Mortgages in arrears fall back in Q1 – UK Finance

The number of mortgages in arrears fell by 2% in Q1 2025 compared to the final quarter of last year, new UK Finance figures have shown.

A total of 90,140 homeowner mortgages were in arrears of 2.5% or more of the outstanding balance in the first three months of 2025.

UK Finance’s data revealed that within the total, there were 30,700 homeowner mortgages in the lightest arrears band – covering those between 2.5% and 5% of the outstanding balance. This represented a 3% drop from Q4 2024.

In the buy-to-let (BTL) market, the banking trade body reported 11,830 BTL mortgages in arrears of 2.5% or more of the outstanding balance in Q1, a 6% quarterly drop.

Overall, mortgages in arrears accounted for 1.03% of all homeowner mortgages outstanding in Q1, and 0.61% of all BTL mortgages.

“In recent weeks and months, we’ve certainly seen positive changes with rate reductions across the market and the recent cut to the base rate, which is likely not to be the last,” commented divisional director at Spicerhaart Corporate Sales, David Miller.

“This will certainly help with the overall arrears picture moving forward – although we cannot underestimate the prospect of sticky inflation and potential pressures around the labour market.

“Of course, positive rate news is likely to offer little comfort for those deep in arrears who often face greater difficulty in refinancing and find themselves in a more vulnerable position.

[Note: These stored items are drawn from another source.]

PR #396, opened 2015-06-06
Sidebar update for dragIn

kubetz:
Simple fix for an open issue https://github.com/Zarel/Pokemon-Showdown/issues/1872 

`updateStatbar` is now called in `dragIn` same way as it is called in `switchIn`.


Zarel:
Thanks!

PR #399, opened 2015-06-07
Remove crossdomain issues on load for testclient over https

kubetz:
When testclient is run over https browser loves to complain and block mixed content which includes:
* pokemonshowdown's `//play.pokemonshowdown.com/js/config.js`
* calls to `action.php` like `upkeep`

Fix consists of using protocol-relative URL for `config.js` and not hardcoding protocol to `http://` in test mode for `getActionPHP`.

### DIFF
--- a/js/client.js
+++ b/js/client.js
@@ -143,7 +143,7 @@
 		getActionPHP: function() {
 			var ret = '/~~' + Config.server.id + '/action.php';
 			if (Config.testclient) {
-				ret = 'http://' + Config.origindomain + ret;
+				ret = 'https://' + Config.origindomain + ret;
 			}
 			return (this.getActionPHP = function() {
 				return ret;
--- a/testclient.html
+++ b/testclient.html
@@ -74,7 +74,7 @@
 			document.getElementById('loading-message').innerHTML += ' DONE<br />Loading data...';
 		</script>
 
-		<script src="http://play.pokemonshowdown.com/js/config.js"></script>
+		<script src="https://play.pokemonshowdown.com/js/config.js"></script>
 		<script src="js/battledata.js"></script>
 		<script src="data/pokedex-mini.js"></script>
 		<script src="data/typechart.js"></script>


Zarel:
Does this still work correctly if `testclient` is loaded over a `file://` URL?

Zarel:
Commit summary should be `Remove crossdomain...`

kubetz:
Good point with the `file://` protocol. It was not working ...

I modified the code to use `https://` if testclient's protocol is `https://` and otherwise `http://` will be used. 

`config.js` script tag is now writen into the document using javascript same way google analytics is doing it (see [Standard Setup here](https://developers.google.com/analytics/devguides/collection/gajs/gaTrackingOverview)) except triple equals operatr is used.

Zarel:
It may be more straightforward to load over HTTPS always.

Zarel:
Are there any disadvantages to doing so?

kubetz:
There should not be any problem with that according to what I read about the topic. It will be just a very little bit slower than accessing it over http whenever possible.

My goal was to minimize the effect of changes so that only use-case where it was not working would be really affected, but I can switch to https completely, test the changes and add them here.

kubetz:
Changed the code to use only `https:` protocol for `action.php` call and `config.js` script as suggested.

Tested the testclient over `file:`, `http:` and `https:` and it worked everywhere for me.

Zarel:
I'd rather dynamically decide between `http:` and `https:` (defaulting to `https:` for `file:`) for the `action.php` call. The `config.js` include in `testclient` can be `https`-only.

My main concern is ISPs that block HTTPS. `testclient` may default to HTTPS but the main client should prefer HTTP in case it's necessary.

kubetz:
Not sure I understand. The code in `client.js` I modified is executed only in the testclient mode. Main client is calling `action.php` on the same domain as loaded client page using the same protocol. Therefore I am not getting your:

> .. main client should prefer HTTP ...

as main client functionality is intact.

I can modify `client.js` as you suggest, I just want to be sure we are talking about the same thing :).

Zarel:
Oh, nevermind then; I didn't read the code closely enough. This looks good.

kotarou3:
ISPs block HTTPS?

AFAIK, ISPs only block HTTPS if the site is on a blacklist, in which case HTTP traffic will also be blocked.
Do you know of any cases where HTTPS is blocked via whitelist instead?

Zarel:
I know some ISPs try to MitM HTTPS poorly, leading Chrome to block HTTPS, leaving me no way of accessing PS except by HTTP. This isn't in theory, this is something that's actually happened to me. :|

PR #406, opened 2015-06-25
Change -endability message structure

ascriptmaster:
With Simple Beam and Worry Seed now using -endability as well to reveal
the old ability, it is more appropriate to use a new message. Parentheses
are traditionally used by the client to indicate messages that do not
actually appear as in-game text.


Marty-D:
Hmm, I was thinking more like "[POKEMON's OLDABILITY] -> [POKEMON's Insomnia]", but I guess the existing implementation of `-endability` kind of impeded that. Oh well.

ascriptmaster:
`-ability|POKEMON|ABILITY|[oldability] OLDABILITY`? We'd have to account for backwards compatibility with replays, of course.

PR #408, opened 2015-07-03
Don't use toId for room names while joining a room using popup

xfix:
This fixes the issue that the Join room popup couldn't be used to enter battle rooms.


Slayer95:
It should use ``toRoomid`` instead, which correctly handles battle rooms.

Zarel:
What @Slayer95 said.

xfix:
Fixed.

xfix:
@Zarel Sorry, I was quite busy lately. My fault.

PR #409, opened 2015-07-03
Fix <<roomid>> linking

Ecuacion:
Fix an issue with << roomid >> formatting. That kind of links force to restart the website on click if your web browser has "self" as default target for links, and they should work like internal links.

### DIFF
--- a/js/battledata.js
+++ b/js/battledata.js
@@ -374,7 +374,7 @@ var Tools = {
 				options.hidestrikethrough ? '$1' : '<s>$1</s>');
 		// <<roomid>>
 		str = str.replace(/&lt;&lt;([a-z0-9-]+)&gt;&gt;/g,
-				options.hidelinks ? '&laquo;$1&raquo;' : '&laquo;<a href="/$1">$1</a>&raquo;');
+				options.hidelinks ? '&laquo;$1&raquo;' : '&laquo;<a href="/$1" target="_blank" onclick="return selectTab(\'$1\');">$1</a>&raquo;');
 		// linking of URIs
 		if (!options.hidelinks) {
 			str = str.replace(linkRegex, function(uri) {


Zarel:
What browser in this? We currently intercept link clicks so this shouldn't be an issue.

Ecuacion:
I'm using Chrome. When i click these links they don't work like other links (they force to restart the page).

Zarel:
What version of Chrome? Do you have any extensions that might be interfering with click events?

Ecuacion:
My version is `43.0.2357.130 m` and the only extension i have is "Avast Online Security"

Zarel:
I think Avast Online Security might be interfering with the click capture. Can you try again with that extension disabled?

Ecuacion:
I disabled the extension and restarted the browser and it still does not work properly.

Zarel:
Can we TeamViewer?

Zarel:
If so, find me in http://play.pokemonshowdown.com/development

kotarou3:
I can confirm the current implementation doesn't work as expected on Firefox 38

It can be fixed by just adding `class="ilink"` to the link, though, much like what `/whoare` does

Zarel:
https://github.com/Zarel/Pokemon-Showdown-Client/blob/64c22a9be0069cb3c70e396e3620061fcf1e8f0d/js/client.js#L8-21

The relevant code should in theory not deepend on `class="ilink"`...

Ecuacion:
After seeing the implementation now i understand why it did not work for me. I was testing it in other server (psim.us) and this seems that only checks "play.pokemonshowdown.com" links. I tested it in main server and it works.

Zarel:
This newest change should have fixed it, can you confirm?

5393b57455670

Ecuacion:
Yes, it works perfectly now.

PR #410, opened 2015-07-04
Add /regdate

Irraquated:
Add regdate command, as mentioned [here](https://github.com/Zarel/Pokemon-Showdown/pull/2024#issuecomment-118454069).

### DIFF
--- a/js/client-chat.js
+++ b/js/client-chat.js
@@ -808,7 +808,25 @@
 					}
 				}), 'text');
 				return false;
-
+				
+			case 'regdate':
+				if (!target) target = app.user.get('userid');
+				target = toId(target);
+				var self = this;
+				$.get("http://pokemonshowdown.com/users/" + target + ".json",
+				{}, Tools.safeJSON(function(data) {
+					var buffer = "";
+					var regTime = Number(data.registertime);
+					if (regTime) {
+						var regDate = new Date(regTime * 1000);
+						buffer += "User: <strong>" + data.username + "</strong> registered since <i>" + regDate.toString() + "</i>";
+					} else {
+						buffer += "User: <strong>" + target + "</strong> is not registered";
+					}
+					self.add('|raw|'+buffer);
+				}), 'text');
+				return false;
+			
 			case 'buttonban':
 				var self = this;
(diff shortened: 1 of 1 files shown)


sirDonovan:
<code>Revamped regdate command</code> doesn't make sense for the commit title because the command doesn't exist yet. You can use something like <code>Add /regdate</code>.

Irraquated:
In regards to the closed pull request at the client repo, sorry @sirDonovan will change the name.

Zarel:
The pull request name doesn't matter; we could change it ourselves if we cared. The important one is the commit name.

Zarel:
Ironically, "Revamped regdate command" makes sense as a pull request name, since we've previously had a regdate pull request. It just doesn't make sense as a commit name, since we haven't previously had a regdate client commit in master.

js/client-chat.js
```diff
@@ -808,7 +808,25 @@
 					}
 				}), 'text');
 				return false;
-
+				
+			case 'regdate':
+				if (!target) target = app.user.get('userid');
+				target = toId(target);
+				var self = this;
+				$.get("http://pokemonshowdown.com/users/" + target + ".json",
```
Zarel: This will be a security error in HTTPS, but I don't know enough about XHR to know if this is considered cross-origin. It's also unnecessary database load, you're getting a ladder list for no reason. You probably want to do it more similarly to how `/rank` is currently implemented.

Irraquated:
Changed the commit message. @Zarel

js/client-chat.js
xfix: @Zarel It's a different protocol, therefore it's not same-origin.

Zarel: The two things I mentioned above will need to be changed before I can merge this.

Zarel: @xfix, I mean I don't know if `http://play.pokemonshowdown.com/` to `http://pokemonshowdown.com/` is cross-origin.

Another thought: `*.psim.us` to `pokemonshowdown.com` definitely is.

Zarel:
I really don't want this to be too commonly used, anyway, so since this command appears unmaintained, I'm just going to close it.

PR #411, opened 2015-07-05
Change /buttonkick to /buttonwarn

Irraquated:
(Also keeping /buttonkick as an alias) Makes the command much more understandable.

### DIFF
--- a/js/client-chat.js
+++ b/js/client-chat.js
@@ -828,9 +828,10 @@
 				return false;
 
 			case 'buttonkick':
+			case 'buttonwarn':
 				var self = this;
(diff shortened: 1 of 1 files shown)


QuiteQuiet:
Why is there a commit to remove tabs you yourself added, rather than not just add the tabs in the first place?

Rhythms88:
@quiteQuiet they probably were automatically added from the program he used, and he just forgot to remove them

also he's probably squashing the commits

Irraquated:
Yes I will be squashing the commits. @QuiteQuiet & @Rhythms88

Irraquated:
Ok messed that up

Irraquated:
Ok messed that up

PR #417, opened 2015-07-10
Don't map highlights list to toName function

ascriptmaster:
'|' is a valid regex character and highlight phrases can occasionally pass
18 characters. If they are mapped, it can become difficult to remove
specific entries on the list.

### DIFF
--- a/js/client-chat.js
+++ b/js/client-chat.js
@@ -673,7 +673,7 @@
 					var targets = target.match(/[^,]+(,\d*}[^,]*)?/g);
 					// trim the targets to be safe
 					for (var i=0, len=targets.length; i<len; i++) {
-						targets[i] = targets[i].trim();
+						targets[i] = targets[i].replace(/\n/g, '').trim();
 					}
 					switch (targets[0]) {
 					case 'add':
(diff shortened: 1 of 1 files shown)


ascriptmaster:
@Slayer95 since his commit was what caused this change

Slayer95:
Maybe we should use ``JSON.stringify`` here. The idea is that the message sent should not contain newlines.

ascriptmaster:
We don't want newlines, right? So it's probably more along the lines of `s/\n/ /g`

And it should probably be done in highlight validation as well

Slayer95:
Doing it in input validation should suffice. Chat messages received by the client are splitted in lines, anyway.

ascriptmaster:
Input validation?

Slayer95:
Yea. But, now JSON conversion is unneeded -and it would itself make edition of highlight list complicated, due to escaping.

Zarel:
We have Tools.escapeHTML, don't we?

Zarel:
Actually, what do we need to validate here?

ascriptmaster:
Just the newline messing up things, I think?

The only reason why I'm replacing the newline on add is because I don't even think our highlights checker can even read the newline. Although it's probably better to replace it with an empty string instead of a space.

Also I'm pretty sure `Tools.escapeHTML` is absolutely the wrong filter to use anyways

PR #418, opened 2015-07-11
Link to Showdown dex in /data

xfix:


style/utilichart.css
```diff
@@ -12,7 +12,7 @@
 	padding-top: 1px;
 }
 
-.utilichart li a
+.utilichart li > a, .utilitychart li > div
```
Slayer95: Hmm, we don't have a ``.utilitychart``

xfix: I fail... wait... how does it work then.

monsanto:
> Link to XY Smogon analysis in /data to Link to Showdown dex in /data

wow, thanks for the show of support everyone

Slayer95:
@monsanto, we are still planning to link to Smogdex from Teambuilder.

In other news, wasn't the plan to link moves and abilities to PSdex? :|

PR #421, opened 2015-07-14
Change codestyle to follow server codestyle

Freigeist:


Zarel:
I want to point out that past PS standardized on `!=` and `==` for numeric comparisons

This is where early intervention from lenders remains absolutely critical, particularly through the likes of assisted sales schemes to ensure a positive outcome for all parties.”

UK Finance also published figures about possessions, which revealed that 1,220 homeowner mortgaged properties were taken into possession in Q1, an 18% increase on the previous quarter.

However, the banking body did state that these numbers were “significantly less” than the long-term average.

Despite an improved picture for both arrears and possessions, sales and growth lead at Target group, Melanie Spencer, warned that employment levels “deteriorated in March”, after Office for National Statistics (ONS) data showed that the number of payrolled employees fell by 53,000 over Q1.

“Weakening labour market activity will inevitably feed into an increase in greater arrears in the future,” Spencer added. “That’s coming at banks and building societies fast – and when it arrives, unprepared lenders will feel like they’ve been hit by an express train.

“Owner-occupiers and landlord borrowers will need the support. Lenders will need the right systems in place to manage processes proactively. Early contact and remediation are key to keeping repossession a last resort and achieving better outcomes for borrowers and lenders alike. That requires investment in systems.”